Italian Roman Catholic saint

Donatus of Fiesole (died 876) was an Irish teacher and poet, and Bishop of Fiesole.

==Biography==
Donatus was born in Ireland to noble parents towards the end of the eighth century. Despite there being little biographical detail in the tenth/eleventh-century Vita sancti Donati episcopi, Donatus is one of the better documented of the Irish peregrini.

There is reason to believe that he was educated in the monastic school of Inishcaltra, a little island in Lough Derg, near the Galway shore, now better known as Holy Island: so he was probably a native of that part of the country. He became a priest and, in the course of time, a bishop: he was greatly distinguished as a professor.

According to William Turner, writing in the Catholic Encyclopedia, in an ancient collection of the Vitae Patrum, of which an eleventh-century copy exists in the Laurentian Library of Florence, there is an account of the life of Donatus, which states that about 816 Donatus visited the tombs of the Apostles in Rome with his friend, Andrew Scotus.
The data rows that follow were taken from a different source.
Issue #531, opened 2021-04-20
CKAN 2.9: Fix data deposit controller tests


chris48s:
Now all/most of the routes are working it should be possible to update this test module from `webtest.TestApp` to `werkzeug.test.Client`

That should be the last large category of "tests that are failing because the tests are broken". Once that is done we can review the rest of the failures: there should be a (fairly large) handful of tests that are still failing, most of which indicate actual bugs that we need to fix. We can raise further issues from that

chris48s:
done in #539 - will raise new issues for further jobs

PR #539, opened 2021-04-23
CKAN 2.9: Fix data deposit controller tests

chris48s:
Refs #531

This gets almost all of the tests in this module passing except one which I think is failing because we haven't updated the activities code yet.
This gets us down to 23 total failures across the test suite, which is still lots to do (obviously there are some things that need fixing which don't correspond to a failing test) but that does feel like a manageable number of problems. I'll try and start driving more of a wegde into categories of problem we need to fix.


amercader (approved):
Great work @chris48s, getting there!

They remained in Rome for a considerable time and then set out once more, directing their steps now towards Tuscany, till at length they reached Fiesole, where they entered the hospice of the monastery, intending to rest there for a week or two, and then to resume their journey.

===Bishop of Fiesole===

Provost of Saint Donatus (1889) by Albrecht De Vriendt

In 829, Donatus was elected bishop of Fiesole. The traditional account relates that the people were praying to be sent a bishop to replace one drowned by the feudal lords. When Donatus entered the Cathedral of Saint Romulus, the bells spontaneously began ringing and the candles lit. The people took that for a sign their prayers had been heard. It is also possible that no locals wanted the position, given the fate of its previous incumbent.
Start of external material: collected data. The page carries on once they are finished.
Issue #530, opened 2021-04-20
CKAN 2.9: Check/fix all `url_for()` and `link_for()` calls


chris48s:
There are a whole bunch of these calls using the `controller=` `action=` syntax which will need fixing

So far I've spotted

- On `/dashboard/organizations` the "Add Data Container" link is `/data-container/new?action=new&controller=organization` which is wrong
- [This test](https://github.com/okfn/ckanext-unhcr/blob/8fd48d7ad316993e8861e250175bc31149c01c83/ckanext/unhcr/tests/pt/test_mailer.py#L433) is failing by coincidence because `& != &amp;`

but there will be loads of these.

I think it makes sense to finish migrating all the pylons controllers to flask blueprints (issue #525 ) before we do this.

chris48s:
also `redirect_to()`

chris48s:
Related issue:
There are a bunch of placed where we are using legacy style routes which do work but are deprecated e.g:
`Route name "dataset_read" is deprecated and will be removed. Please update calls to use "dataset.read" instead`
While we are reviewing all these, it would make sense to look at this too.

chris48s:
The other thing I should do while I'm going through all these is make sure all the links to dataset pages use the dataset_type correctly.
i.e: `dataset_type ~ '.read'` rather than `'dataset.read'` so that links in the deposit don't link out to `/dataset`

If we can do this comprehensively, would this allow us to get rid of https://github.com/okfn/ckanext-unhcr/blob/19352420935ade9083f215bde0a287339255b2ee/ckanext/unhcr/plugin.py#L87-L102 ?
If so, that would be nice...

chris48s:
and `build_nav_icon()`

Issue #529, opened 2021-04-20
CKAN 2.9: Update Activity Streams code


chris48s:
CKAN 2.9 makes substantial changes to activities that we need to account for.
Some notes on this:

- From the CKAN 2.9 Changelog [Removals and deprecations](https://docs.ckan.org/en/2.9/changelog.html#removals-and-deprecations) notes - The following logic functions have been removed:
  - dashboard_activity_list_html
  - organization_activity_list_html
  - user_activity_list_html
  - package_activity_list_html
  - group_activity_list_html
  - organization_activity_list_html
  - recently_changed_packages_activity_list_html
  - dashboard_activity_list_html
  - activity_detail_list
- I commented out a bunch of stuff to do with activites on the CKAN 2.9 branch to get the container to boot in https://github.com/okfn/ckanext-unhcr/commit/4013543318d562b132eba9afe398f05ab340cec5
- https://github.com/okfn/ckanext-unhcr/blob/14d8564b6bac1782141f800dad09b30b2b954fdc/ckanext/unhcr/helpers.py#L736-L740

chris48s:
We can delete all the activity `.._html` actions and `_renderer` helpers. In CKAN 2.9, action rendering is handled by convention of template locations. For example the 'changed package' renderer will live in `templates/snippets/activities/changed_package.html` and we just include it.

Writing activities has not changed: `log_download_activity` and `create_curation_activity` should continue to work without changes. Only reading and displaying activities has changed.

We have two types of custom activities: Download activities and Curation activities

For download activities, we can replace `download_resource_renderer()` with a `download_resource.html` template.

Curation activities are a special-case of 'changed package' activity. `custom_activity_renderer` becomes a custom `templates/snippets/activities/changed_package.html` (it may still be useful to call a template helper here rather than implementing all the logic as jinja template)

Currently we do not save a full package dict when we save a curation activity: https://github.com/okfn/ckanext-unhcr/blob/19352420935ade9083f215bde0a287339255b2ee/ckanext/unhcr/helpers.py#L714 This creates several problems:
- CKAN 2.9 assumes the package JSON object will contain a 'title' key, but it doesn't. Refs https://github.com/ckan/ckan/issues/5865 TODO: read this fully
- CKAN 2.9 includes "view this version"/"changes" feature which allows you to diff the serialized packages against each other. This is going to produce unexpected results if each activity does not include a full package dict
[...]

PR #543, opened 2021-04-26
CKAN 2.9: Migrate package controller to flask

chris48s:
This is incomplete in the sense that there are a couple of old methods on the package controller to migrate, but I don't  think it does any harm to review/merge what I've done so far. I think what I've done so far is pretty solid.


ckanext/unhcr/blueprints/dataset.py
```diff
@@ -0,0 +1,255 @@
...
+            continue
+        if field['field_name'] in resource:
+            data[field['field_name']] = resource[field['field_name']]
+    data['name'] = '%s (copy)' % resource.get('name')
+
+    view = ResourceCreateView()
+    return view.get(package_type, dataset_id, data=data)
+
+
+def _call_publish_action(context, data_dict):
```
chris48s, line 129: I just did this to make it easier to mock out this whole interaction.
Because we're not calling `package_publish_microdata` we can't just directly mock `ckanext.unhcr.actions.package_publish_microdata`

ckanext/unhcr/tests/pt/controllers/test_dataset.py
```diff
@@ -11,7 +11,7 @@
 from ckanext.unhcr.tests import factories, mocks
 
 
-@pytest.mark.usefixtures('clean_db', 'unhcr_migrate')
+@pytest.mark.usefixtures('clean_db', 'unhcr_migrate', 'with_request_context')
 class TestExtendedPackageController(object):
```
chris48s, line 15: TODO: rename this

ckanext/unhcr/controllers/extended_package.py
```diff
@@ -13,96 +13,6 @@
...
-                continue
-            if field['field_name'] in resource:
-                data[field['field_name']] = resource[field['field_name']]
-        data['name'] = '%s (copy)' % resource.get('name')
-
-        return self.new_resource(id, data=data)
-
-    # Download
-
     def resource_download(self, id, resource_id, filename=None):
```
chris48s, line 16: TODO:

Instead of moving this one to `dataset.py`, move this function and the version for S3 downloads ( https://github.com/okfn/ckanext-unhcr/blob/master/ckanext/unhcr/blueprints/storage.py ) into a `resource.py` which defines 2 blueprints. Then do something like


```py
if plugins.plugin_loaded('s3filestore'):                                              
    bp.append(blueprints.unhcr_s3_resource_blueprint)                                 
else:                                                                                 
    bp.append(blueprints.unhcr_local_resource_blueprint)
```

in `plugins.py` to load the right one. Can they share the same checking logic?

ckanext/unhcr/blueprints/dataset.py
```diff
@@ -0,0 +1,255 @@
...
+    data['private'] = bool(dataset.get('private'))
+    if data.get('owner_org'):
+        data['owner_org'] = data['owner_org'] if data['owner_org'] in org_ids else None
+    data['original_dataset'] = dataset
+
+    view = DatasetCreateView()
+    return view.get(package_type, data=data)
+
+
+def resource_copy(package_type, dataset_id, resource_id):
```
chris48s, line 91: ..and then when you've done that, maybe this also moves to `resource.py` too?

ckanext/unhcr/blueprints/dataset.py
```diff
@@ -0,0 +1,255 @@
...
+    'unhcr_dataset',
+    __name__,
+    url_prefix=u'/dataset',
+    url_defaults={u'package_type': u'dataset'},
+)
+
+
+def publish(package_type, dataset_id):
+    if (not hasattr(toolkit.c, "user") or not toolkit.c.user):
+        return toolkit.abort(403, "Forbidden")
```
amercader, line 28: Seeing as we are using it in many methods perhaps is worth creating a small decorator? No big deal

Raised by popular acclaim to the See of Fiesole, Donatus made Andrew his archdeacon. He encouraged Andrew to restore the church of San Martino di Mensola and to found a monastery there.

Donatus founded a school in Florence under the patronage of Lothair, where he taught grammar and metrical composition for many years. In 840, he led a contingent of troops against the Saracens. He was in Rome in 844 when Louis II was crowned King of Italy, and for his subsequent coronation as emperor in 850. Also in 850, he gave the Church of St. Brigid at Piacenza to Columbanus' abbey at Bobbio, provided that they establish there a hospice for Irish pilgrims. Piacenza was an important stop on the Via Francigena. He joined the king and the pope in judging a dispute between the bishops of Arezzo and Siena. He also attended the Roman synod of Pope Nicholas I on 18 November 861.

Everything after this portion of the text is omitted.